● **Required work**:
Transcribe the listing below from its opening line up to and including the line that contains "of a_expr. (One"; reproduce nothing else.
-------
PR #19952, opened 2017-11-09
sql,sql/parser: update partitioning syntax per RFC

benesch:
Adjust the partitioning syntax per the latest update to the RFC. In
summary, list partitioning syntax is changed from

    CREATE TABLE ... PARTITION BY LIST (<cols>) VALUES (<exprs>) [, (<exprs>)...]

to

    CREATE TABLE ... PARTITION BY LIST (<cols>) VALUES IN (<expr>...)

and range partitioning syntax is changed from

    CREATE TABLE ... PARTITION BY RANGE (<cols>) VALUES LESS THAN (<expr>...)

to

    CREATE TABLE ... PARTITION BY RANGE (<cols>) VALUES < <expr>.

In the new syntax, <expr> must be a tuple whenever <cols> has more than
one column. When <cols> has only column, single exprs are automatically
promoted to 1-tuples.

As discussed in the RFC, this requires making DEFAULT and MAXVALUE part
of a_expr. (One could theoretically create a parallel expression
hierarchy without DEFAULT and MAXVALUE, but that would cause a
combinatorial explosion of the number of expression types.) The change
to move DEFAULT into a_expr already landed, so this commit only moves
MAXVALUE into a_expr.

### DIFF
--- a/pkg/ccl/sqlccl/zone_test.go
+++ b/pkg/ccl/sqlccl/zone_test.go
@@ -40,8 +40,8 @@ func TestValidIndexPartitionSetShowZones(t *testing.T) {
 		CREATE DATABASE d;
 		USE d;
 		CREATE TABLE t (c STRING PRIMARY KEY) PARTITION BY LIST (c) (
-			PARTITION p0 VALUES ('a'),
-			PARTITION p1 VALUES (DEFAULT)
+			PARTITION p0 VALUES IN ('a'),
+			PARTITION p1 VALUES IN (DEFAULT)
 		)`)
 
 	yamlDefault := fmt.Sprintf("gc: {ttlseconds: %d}", config.DefaultZoneConfig().GC.TTLSeconds)
@@ -280,8 +280,8 @@ func TestGenerateSubzoneSpans(t *testing.T) {
 		{
 			name: `single col list partitioning`,
 			schema: `CREATE TABLE t (a INT PRIMARY KEY) PARTITION BY LIST (a) (
-				PARTITION p3 VALUES (3),
-				PARTITION p4 VALUES (4)
+				PARTITION p3 VALUES IN (3),
+				PARTITION p4 VALUES IN (4)
 			)`,
 			subzones: []string{`@primary`, `.p3`, `.p4`},
 			expected: []string{
@@ -294,9 +294,9 @@ func TestGenerateSubzoneSpans(t *testing.T) {
 		{
 			name: `single col list partitioning - DEFAULT`,
 			schema: `CREATE TABLE t (a INT PRIMARY KEY) PARTITION BY LIST (a) (
-				PARTITION p3 VALUES (3),
-				PARTITION p4 VALUES (4),
-				PARTITION pd VALUES (DEFAULT)
+				PARTITION p3 VALUES IN (3),
+				PARTITION p4 VALUES IN (4),
+				PARTITION pd VALUES IN (DEFAULT)
 			)`,
 			subzones: []string{`@primary`, `.p3`, `.p4`, `.pd`},
 			expected: []string{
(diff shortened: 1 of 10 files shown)


danhhz:
:lgtm:

---

Review status: 0 of 12 files reviewed at latest revision, 1 unresolved discussion, some commit checks pending.

---

*[pkg/sql/create.go, line 1269 at r1](https://reviewable.io:443/reviews/cockroachdb/cockroach/19952#-KyXe0_5b6WIwPgoXsyF:-KyXe0_5b6WIwPgoXsyG:b-u6ukoc) ([raw file](https://github.com/cockroachdb/cockroach/blob/f3dedde3bdb0f92a82303e37e81bfa44a32a0132/pkg/sql/create.go#L1269)):*
> ```Go
> 		// This ensures we see the MAXVALUE in VALUES < (MAXVALUE). We don't bother
> 		// walking the expression to discover crazier nestings, like
> 		// VALUES < (((MAXVALUE))).
> ```

I would expect the crazy nesting to work (for things other than DEFAULT and MAXVALUE) because of how Eval works. Add a test either way plz

---


*Comments from [Reviewable](https://reviewable.io:443/reviews/cockroachdb/cockroach/19952#-:-KyXeZ3nz6gSTp4gLTSM:bnfp4nl)*

benesch:
Review status: 0 of 12 files reviewed at latest revision, 1 unresolved discussion.

---

*[pkg/sql/create.go, line 1269 at r1](https://reviewable.io:443/reviews/cockroachdb/cockroach/19952#-KyXe0_5b6WIwPgoXsyF:-KyXeco4SrJrss_wtGiH:b-896fix) ([raw file](https://github.com/cockroachdb/cockroach/blob/f3dedde3bdb0f92a82303e37e81bfa44a32a0132/pkg/sql/create.go#L1269)):*

I would expect the crazy nesting to work (for things other than DEFAULT and MAXVALUE) because of how Eval works. Add a test either way plz
</blockquote></details>

Done.

---


*Comments from [Reviewable](https://reviewable.io:443/reviews/cockroachdb/cockroach/19952)*

knz:
Reviewed 11 of 12 files at r1, 1 of 1 files at r2.

---

*[pkg/sql/create.go, line 1261 at r2](https://reviewable.io:443/reviews/cockroachdb/cockroach/19952#-Ky_SpKpC8IwEA3Jh8Le:-Ky_SpKpC8IwEA3Jh8Lf:b-riigqc) ([raw file](https://github.com/cockroachdb/cockroach/blob/362273fcdbb20f228a985ff25ca4ba0d6319b663/pkg/sql/create.go#L1261)):*
> ```Go
> ) ([]byte, error) {
> 	var tuple *parser.Tuple
> 	switch t := maybeTuple.(type) {
> ```

call `StripParens` before the `switch` then remove the `ParenExpr` case below, and you'll have handled everything -- even cases where the tuple you want is inside parentheses.

---


*Comments from [Reviewable](https://reviewable.io:443/reviews/cockroachdb/cockroach/19952)*

benesch:
Review status: 10 of 12 files reviewed at latest revision, 2 unresolved discussions, some commit checks failed.

---

*[pkg/sql/create.go, line 1261 at r2](https://reviewable.io:443/reviews/cockroachdb/cockroach/19952#-Ky_SpKpC8IwEA3Jh8Le:-Kyc8lNGSvmER5I9Wrt7:b17zozu) ([raw file](https://github.com/cockroachdb/cockroach/blob/362273fcdbb20f228a985ff25ca4ba0d6319b663/pkg/sql/create.go#L1261)):*

call `StripParens` before the `switch` then remove the `ParenExpr` case below, and you'll have handled everything -- even cases where the tuple you want is inside parentheses.
</blockquote></details>

:raised_hands: thank you! Fixed.

---


*Comments from [Reviewable](https://reviewable.io:443/reviews/cockroachdb/cockroach/19952)*

knz:
:lgtm:

---

Reviewed 2 of 2 files at r3.

---



*Comments from [Reviewable](https://reviewable.io:443/reviews/cockroachdb/cockroach/19952#-:-Kyc9OsIpMWWJtUszRSk:bnfp4nl)*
-------
● **Answer box**:
PR #19952, opened 2017-11-09
sql,sql/parser: update partitioning syntax per RFC

benesch:
Adjust the partitioning syntax per the latest update to the RFC. In
summary, list partitioning syntax is changed from

    CREATE TABLE ... PARTITION BY LIST (<cols>) VALUES (<exprs>) [, (<exprs>)...]

to

    CREATE TABLE ... PARTITION BY LIST (<cols>) VALUES IN (<expr>...)

and range partitioning syntax is changed from

    CREATE TABLE ... PARTITION BY RANGE (<cols>) VALUES LESS THAN (<expr>...)

to

    CREATE TABLE ... PARTITION BY RANGE (<cols>) VALUES < <expr>.

In the new syntax, <expr> must be a tuple whenever <cols> has more than
one column. When <cols> has only column, single exprs are automatically
promoted to 1-tuples.

As discussed in the RFC, this requires making DEFAULT and MAXVALUE part
of a_expr. (One could theoretically create a parallel expression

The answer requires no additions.